A MEETING OF THE MINDS:
A NEW APPROACH TO HEALING
For thousands of years, healers have been trying to uncover the ever changing mysteries of the human body. Both the Eastern and Western traditions go back many centuries. The Eastern tradition is steeped in philosophy and spirituality, and, in its approach to healing, the body is seen as a microcosm of nature, a landscape of the seen and the unseen, whose seasons and temperatures, deficiencies and excesses need to be gauged and understood in order to promote health.

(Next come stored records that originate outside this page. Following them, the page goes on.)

PR #202, opened 2021-12-20
Fix build when only one rmw implementation is available

ivanpauno:
After https://github.com/ros2/rmw_cyclonedds/pull/357, fix with only rmw_cyclonedds available were broken (I usually run CI with only one rmw impl to save time, except when it makes sense to test them all).
Example: https://github.com/ros2/rcl/pull/956#issuecomment-997050045.

These removes the old trick done in the configs extra file, and it instead reexports and interface library.
I could have kept the config extras file and add an IMPORTED target when appropriate there, but the end result I think is the same and the version is simpler.

Note:

I will run "one rmw" jobs for each rmw implementation to make sure this works in all cases, and also a multiple rmw job.


ivanpauno:
> I will run "one rmw" jobs for each rmw implementation to make sure this works in all cases, and also a multiple rmw job.

That seem to have worked locally, so running all the jobs.

---

Fastrtps only:

* Linux [Build Status](http://ci.ros2.org/job/ci_linux/15801/)
* Linux-aarch64 [Build Status](http://ci.ros2.org/job/ci_linux-aarch64/10479/)
* macOS [Build Status](http://ci.ros2.org/job/ci_osx/13463/)
* Windows [Build Status](http://ci.ros2.org/job/ci_windows/16077/)

---

cyclonedds only:

* Linux [Build Status](http://ci.ros2.org/job/ci_linux/15802/)
* Linux-aarch64 [Build Status](http://ci.ros2.org/job/ci_linux-aarch64/10480/)
* macOS [Build Status](http://ci.ros2.org/job/ci_osx/13464/)
* Windows [Build Status](http://ci.ros2.org/job/ci_windows/16078/)
Triggering a new build of ci_linux

---

connextdds only:

* Linux [Build Status](http://ci.ros2.org/job/ci_linux/15803/)
* Linux-aarch64 [Build Status](http://ci.ros2.org/job/ci_linux-aarch64/10481/)
* macOS [Build Status](http://ci.ros2.org/job/ci_osx/13465/)
* Windows [Build Status](http://ci.ros2.org/job/ci_windows/16079/)

---

fastrtps/cyclonedds/connextdds combined:

* Linux [Build Status](http://ci.ros2.org/job/ci_linux/15804/)
* Linux-aarch64 [Build Status](http://ci.ros2.org/job/ci_linux-aarch64/10482/)
* macOS [Build Status](http://ci.ros2.org/job/ci_osx/13466/)
* Windows [Build Status](http://ci.ros2.org/job/ci_windows/16080/)

ivanpauno:
I don't understand how this was passing locally, I guess I didn't clean up my build and install folders well enough ...
It seems that fastrtps and connexts are not exporting cmake targes, so I will first update that.

sloretz:
I think this and #201 are solving the same issue. Unfortunately, I'm having strange import issues in launch_xml with the other PR that I haven't understood yet :-/

ivanpauno:
> I think this and #201 are solving the same issue. Unfortunately, I'm having strange import issues in launch_xml with the other PR that I haven't understood yet :-/

Yes, it's the same issue.
I will close this one, as your PR avoids the issue I was running into altogether (https://github.com/ros2/rmw_implementation/pull/202#issuecomment-998153884).

If we modify rmw implementations to export targets correctly, the approach of this PR requires a bit less boilerplate, but that doesn't matter much.

PR #206, opened 2022-08-15
Add rmw_get_gid_for_client & tests

ihasdapie:
See: https://github.com/ros2/rmw/pull/327

Signed-off-by: Brian Chen <brian.chen@openrobotics.org>

### DIFF
--- a/test_rmw_implementation/test/test_unique_identifiers.cpp
+++ b/test_rmw_implementation/test/test_unique_identifiers.cpp
@@ -59,13 +59,16 @@ protected:
     pub = rmw_create_publisher(node, ts, topic_name, &qos_profile, &options);
     ASSERT_NE(nullptr, pub) << rmw_get_error_string().str;
 
-    constexpr char service_name[] = "test_service";
-    cli = rmw_create_client(node, srv_ts, service_name, &qos_profile);
+    constexpr char service_name[] = "/test_service0";
+    client = rmw_create_client(node, srv_ts, service_name, &qos_profile);
+    ASSERT_NE(nullptr, client) << rmw_get_error_string().str;
   }
 
   void TearDown() override
   {
     rmw_ret_t ret = rmw_destroy_publisher(node, pub);
+    EXPECT_EQ(RMW_RET_OK, ret) << rmw_get_error_string().str;
+    ret = rmw_destroy_client(node, client);
     EXPECT_EQ(RMW_RET_OK, ret) << rmw_get_error_string().str;
     ret = rmw_destroy_node(node);
     EXPECT_EQ(RMW_RET_OK, ret) << rmw_get_error_string().str;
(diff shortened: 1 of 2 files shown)


test_rmw_implementation/test/test_unique_identifiers.cpp
```diff
@@ -113,6 +119,41 @@ TEST_F(CLASSNAME(TestUniqueIdentifierAPI, RMW_IMPLEMENTATION), get_gid_with_bad_
...
+  const char * implementation_identifier = cli->implementation_identifier;
+  cli->implementation_identifier = "not-an-rmw-implementation-identifier";
+  ret = rmw_get_gid_for_client(cli, &gid);
+  cli->implementation_identifier = implementation_identifier;
+  EXPECT_EQ(RMW_RET_INCORRECT_RMW_IMPLEMENTATION, ret);
+  rmw_reset_error();
+  gids_are_equal = false;
+  ret = rmw_compare_gids_equal(&expected_gid, &gid, &gids_are_equal);
+  EXPECT_EQ(RMW_RET_OK, ret) << rmw_get_error_string().str;
+  EXPECT_TRUE(gids_are_equal);
```
ivanpauno, line 154: why?
`gid` should never have changed if the function called change, so it should still be equal to the original `expected_gid`

test_rmw_implementation/test/test_unique_identifiers.cpp
```diff
@@ -221,3 +262,52 @@ TEST_F(CLASSNAME(TestUniqueIdentifiersForMultiplePublishers, RMW_IMPLEMENTATION)
...
+  ASSERT_EQ(RMW_RET_OK, ret) << rmw_get_error_string().str;
+
+  ret = rmw_get_gid_for_client(cli2, &cli2_gid);
+  ASSERT_EQ(RMW_RET_OK, ret) << rmw_get_error_string().str;
+
+  bool are_equal = true;
+  ret = rmw_compare_gids_equal(&cli1_gid, &cli2_gid, &are_equal);
+  EXPECT_EQ(RMW_RET_OK, ret) << rmw_get_error_string().str;
+  EXPECT_FALSE(are_equal);
+}
```
ivanpauno, line 313: I'm not sure this is something we should we testing here, but it's okay to add it

test_rmw_implementation/test/test_unique_identifiers.cpp
jacobperron: That's correct. It is still equal to the original, hence we expect a true value. This test is checking that `gid` is not modified whenever we make a bad call to the getter. I think this logic is basically copied over from the tests for the publisher getter.

test_rmw_implementation/test/test_unique_identifiers.cpp
jacobperron: Yeah, it seems a bit odd to me too. I believe this was added to copy the test for the publisher gid in this file.

jacobperron:
I forgot to push my local changes, which address some bugs. @ivanpauno please take another look.

test_rmw_implementation/test/test_unique_identifiers.cpp
ivanpauno: ah sorry, I misread the code

ivanpauno (approved):
LGTM!

test_rmw_implementation/test/test_unique_identifiers.cpp
ihasdapie: Yeah, these methods (and the comment from the previous review) were just copied over to be symmetrical with the publisher gid tests

PR #208, opened 2022-10-08
Add rmw_count_clients,services & test

leeminju531:
this PR is for service counts using it's name like topic.
Related to https://github.com/ros2/ros2cli/pull/771

Signed-off-by: leeminju531 <dlalswn531@naver.com>

### DIFF
--- a/test_rmw_implementation/test/test_graph_api.cpp
+++ b/test_rmw_implementation/test/test_graph_api.cpp
@@ -946,7 +946,6 @@ TEST_F(CLASSNAME(TestGraphAPI, RMW_IMPLEMENTATION), count_clients_with_bad_argum
 TEST_F(CLASSNAME(TestGraphAPI, RMW_IMPLEMENTATION), count_services_with_bad_arguments) {
   size_t count = 0u;
   constexpr char service_name[] = "/test_service";
-  
   // A null node is an invalid argument.
   EXPECT_EQ(RMW_RET_INVALID_ARGUMENT, rmw_count_services(nullptr, service_name, &count));
   rmw_reset_error();
--- a/test_rmw_implementation/test/test_graph_api.cpp
+++ b/test_rmw_implementation/test/test_graph_api.cpp
@@ -913,3 +913,61 @@ TEST_F(CLASSNAME(TestGraphAPI, RMW_IMPLEMENTATION), count_subscribers_with_bad_a
   EXPECT_EQ(RMW_RET_INVALID_ARGUMENT, rmw_count_subscribers(node, topic_name, nullptr));
   rmw_reset_error();
 }
+
+TEST_F(CLASSNAME(TestGraphAPI, RMW_IMPLEMENTATION), count_clients_with_bad_arguments) {
+  size_t count = 0u;
+  constexpr char service_name[] = "/test_service";
+
+  // A null node is an invalid argument.
+  EXPECT_EQ(RMW_RET_INVALID_ARGUMENT, rmw_count_clients(nullptr, service_name, &count));
+  rmw_reset_error();
+
+  // A node from a different implementation cannot be used to query.
+  const char * implementation_identifier = node->implementation_identifier;
+  node->implementation_identifier = "not-an-rmw-implementation-identifier";
+  EXPECT_EQ(RMW_RET_INCORRECT_RMW_IMPLEMENTATION, rmw_count_clients(node, service_name, &count));
+  node->implementation_identifier = implementation_identifier;
+  rmw_reset_error();
+
+  // A null topic name is an invalid argument.
+  EXPECT_EQ(RMW_RET_INVALID_ARGUMENT, rmw_count_clients(node, nullptr, &count));
+  rmw_reset_error();
+
+  // An invalid topic name is an invalid argument.
+  constexpr char invalid_service_name[] = "not a valid topic name !";
+  EXPECT_EQ(RMW_RET_INVALID_ARGUMENT, rmw_count_clients(node, invalid_service_name, &count));
+  rmw_reset_error();
+
+  // A null count is an invalid argument.
+  EXPECT_EQ(RMW_RET_INVALID_ARGUMENT, rmw_count_clients(node, service_name, nullptr));
+  rmw_reset_error();
+}
+
+TEST_F(CLASSNAME(TestGraphAPI, RMW_IMPLEMENTATION), count_services_with_bad_arguments) {
+  size_t count = 0u;
+  constexpr char service_name[] = "/test_service";
+  
+  // A null node is an invalid argument.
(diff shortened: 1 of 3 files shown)


fujitatomoya (approved):
lgtm with consensus on https://github.com/ros2/rmw/pull/334#discussion_r1057986256

methylDragon:
rmw interface changes have been merged
- https://github.com/ros2/rmw/pull/334

test_rmw_implementation/test/test_graph_api.cpp
```diff
@@ -913,3 +916,103 @@ TEST_F(CLASSNAME(TestGraphAPI, RMW_IMPLEMENTATION), count_subscribers_with_bad_a
...
+TEST_F(CLASSNAME(TestGraphAPI, RMW_IMPLEMENTATION), count_clients_and_services) {
+  constexpr char service_name[] = "/test_service";
+  const rosidl_service_type_support_t * ts =
+    ROSIDL_GET_SRV_TYPE_SUPPORT(test_msgs, srv, BasicTypes);
+  size_t count = 0u;
+
+  rmw_service_t * srv = rmw_create_service(
+    other_node, ts, service_name, &rmw_qos_profile_services_default);
+  ASSERT_NE(nullptr, srv) << rmw_get_error_string().str;
+  std::this_thread::sleep_for(std::chrono::milliseconds(100));
```
clalancette, line 986: I'd really prefer not to have hard-coded sleep times in the tests.  Over time we've found that they are both too long and too short.

They are too long because if the action completes very quickly, we are wasting time.  They are too short because of timings within individual machines, and in CI, which leads to them being flaky.

Elsewhere, what we do is a tight loop where we check for the condition.  If the condition is satisfied, we break out of the loop.  If it is not satisfied, we sleep for a very short amount of time (1 or 10 milliseconds), then check again.  And then we have an overall timeout (2 or 5 seconds), just to ensure that we don't run forever in the case of a bug.  I'd much prefer if we did something closer to that here.

clalancette (changes requested):

test_rmw_implementation/test/test_graph_api.cpp
leeminju531: I really appreciate your cool explanation! fixed

test_rmw_implementation/test/test_graph_api.cpp
```diff
@@ -913,3 +915,151 @@ TEST_F(CLASSNAME(TestGraphAPI, RMW_IMPLEMENTATION), count_subscribers_with_bad_a
...
+  node->implementation_identifier = "not-an-rmw-implementation-identifier";
+  EXPECT_EQ(RMW_RET_INCORRECT_RMW_IMPLEMENTATION, rmw_count_clients(node, service_name, &count));
+  node->implementation_identifier = implementation_identifier;
+  rmw_reset_error();
+
+  // A null topic name is an invalid argument.
+  EXPECT_EQ(RMW_RET_INVALID_ARGUMENT, rmw_count_clients(node, nullptr, &count));
+  rmw_reset_error();
+
+  // An invalid topic name is an invalid argument.
```
clalancette, line 938:
```suggestion
  // An invalid service name is an invalid argument.
```

test_rmw_implementation/test/test_graph_api.cpp
```diff
@@ -913,3 +915,151 @@ TEST_F(CLASSNAME(TestGraphAPI, RMW_IMPLEMENTATION), count_subscribers_with_bad_a
...
+  rmw_reset_error();
+
+  // A node from a different implementation cannot be used to query.
+  const char * implementation_identifier = node->implementation_identifier;
+  node->implementation_identifier = "not-an-rmw-implementation-identifier";
+  EXPECT_EQ(RMW_RET_INCORRECT_RMW_IMPLEMENTATION, rmw_count_services(node, service_name, &count));
+  node->implementation_identifier = implementation_identifier;
+  rmw_reset_error();
+
+  // A null topic name is an invalid argument.
```
clalancette, line 962:
```suggestion
  // A null service name is an invalid argument.
```

test_rmw_implementation/test/test_graph_api.cpp
```diff
@@ -913,3 +915,151 @@ TEST_F(CLASSNAME(TestGraphAPI, RMW_IMPLEMENTATION), count_subscribers_with_bad_a
...
+    ROSIDL_GET_SRV_TYPE_SUPPORT(test_msgs, srv, BasicTypes);
+  size_t count = 0u;
+  rmw_ret_t ret;
+  rmw_service_t * srv = rmw_create_service(
+    other_node, ts, service_name, &rmw_qos_profile_services_default);
+  ASSERT_NE(nullptr, srv) << rmw_get_error_string().str;
+
+  SLEEP_AND_RETRY_UNTIL(rmw_intraprocess_discovery_delay, rmw_intraprocess_discovery_delay * 10) {
+    ret = rmw_count_services(node, service_name, &count);
+    ASSERT_EQ(RMW_RET_OK, ret) << rmw_get_error_string().str;
```
clalancette, line 988: This won't work, because if we fail once, that will cause everything after this to fail as well.  What we should do is remove this line from the loop, and then after the loop have an ASSERT that looks something like:

```
ASSERT_EQ(1u == count);
```

The same goes for other uses of `SLEEP_AND_RETRY_UNTIL` below.

clalancette (changes requested):

test_rmw_implementation/test/test_graph_api.cpp
leeminju531: This tight loop checks both whether the return code is successful and whether the intended count is met. Despite this loop being used to wait for the graph update, the `rmw_count_services` should still return a successful return code even if the intended count is not reached. Therefore, it seems appropriate that a failure occurring once in this line could result in the test failing. What do you think @clalancette ?

leeminju531:
@clalancette could you check https://github.com/ros2/rmw_implementation/pull/208#discussion_r1327984686 when you have a chance.

test_rmw_implementation/test/test_graph_api.cpp
clalancette: Oh yes, you are correct.  Thank you for pointing that out.

clalancette (approved):

clalancette:
This looks good now, thanks for the patience @leeminju531 .  I went ahead and rebased all of the PRs here onto the latest, and now I'm going to run CI with the following PRs only:

* https://github.com/ros2/rmw_implementation/pull/208

clalancette:
CI:
* Linux [Build Status](http://ci.ros2.org/job/ci_linux/19582/)
* Linux-aarch64 [Build Status](http://ci.ros2.org/job/ci_linux-aarch64/14093/)
* Windows [Build Status](http://ci.ros2.org/job/ci_windows/20307/)

PR #214, opened 2023-01-27
Update rmw_implementation to C++17.

clalancette:
The two reasons to do this are:

1. So that we can compile rmw_implementation with the clang static analyzer. As of clang++-14 (what is in Ubuntu 22.04), the default still seems to be C++14, so we need to specify C++17 so that new things in the rclcpp headers work properly.
2. So we can build with a newer version of gtest which requires this.

Further, due to reasons I don't fully understand, I needed to set CMAKE_CXX_STANDARD_REQUIRED in order for clang to really use that version. So set this as well.

### DIFF
--- a/rmw_implementation/CMakeLists.txt
+++ b/rmw_implementation/CMakeLists.txt
@@ -2,9 +2,10 @@ cmake_minimum_required(VERSION 3.5)
 
 project(rmw_implementation)
 
-# Default to C++14
+# Default to C++17
 if(NOT CMAKE_CXX_STANDARD)
-  set(CMAKE_CXX_STANDARD 14)
+  set(CMAKE_CXX_STANDARD 17)
+  set(CMAKE_CXX_STANDARD_REQUIRED ON)
 endif()
 
 if(CMAKE_COMPILER_IS_GNUCXX OR CMAKE_CXX_COMPILER_ID MATCHES "Clang")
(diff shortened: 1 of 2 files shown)


fujitatomoya (approved):
quick question, are you going to apply the same change to other projects for clang static analyzer? why there 2 projects are picked up?

clalancette:
> quick question, are you going to apply the same change to other projects for clang static analyzer?

Yeah, I have a whole series of these queued up.  See for example https://github.com/ros2/rosidl_typesupport/pull/131 , https://github.com/ros2/rosidl_typesupport_fastrtps/pull/94 , etc (and there are more that I haven't even opened yet).

> why there 2 projects are picked up?

Sorry, I don't quite understand this question.  Can you rephrase?

fujitatomoya:
> Sorry, I don't quite understand this question. Can you rephrase?

I just saw the two PRs, so that I came up with that question.

> Yeah, I have a whole series of these queued up. See for example https://github.com/ros2/rosidl_typesupport/pull/131 , https://github.com/ros2/rosidl_typesupport_fastrtps/pull/94 , etc (and there are more that I haven't even opened yet).

this answers my question too! thanks.

clalancette:
> this answers my question too! thanks.

You are welcome!

CI for this is in https://github.com/ros2/rosidl_typesupport/pull/131#issuecomment-1406672534, and since that is green and this is approved, I'm going to merge it in.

At one time the Western tradition had some similar beliefs, the Greeks, for example, seeing disease as an imbalance in the four humors, but since the 1800s, a lot of that tradition has been overshadowed by the Cartesian thinking of modern medicine, which views the body as a machine, a mechanical structure that can be diagnosed based on cause-and-effect thinking, and whose parts can be removed and replaced or molded or zapped into shape; and which views disease as a separate entity with its own patterns and cycles that are to be disrupted and put out of commission through drugs or surgery. The healing wisdom of centuries in the West was overshadowed by this approach to medicine. But practitioners and patients are now regaining a sense that the systems and organs of the human body are interdependent parts of an organic whole, and that curing what ails us involves encouraging the body to fight for wholeness rather than target and destroy symptoms. Medicine is so intriguing today because the West is continuing to learn more about cells, immunity, disease, and genetics, while it eagerly explores Eastern medicine, tapping into the wealth of wisdom it offers. The prospect of our getting the benefit of all these systems, practices, and wisdom bodes well for our general health and well-being.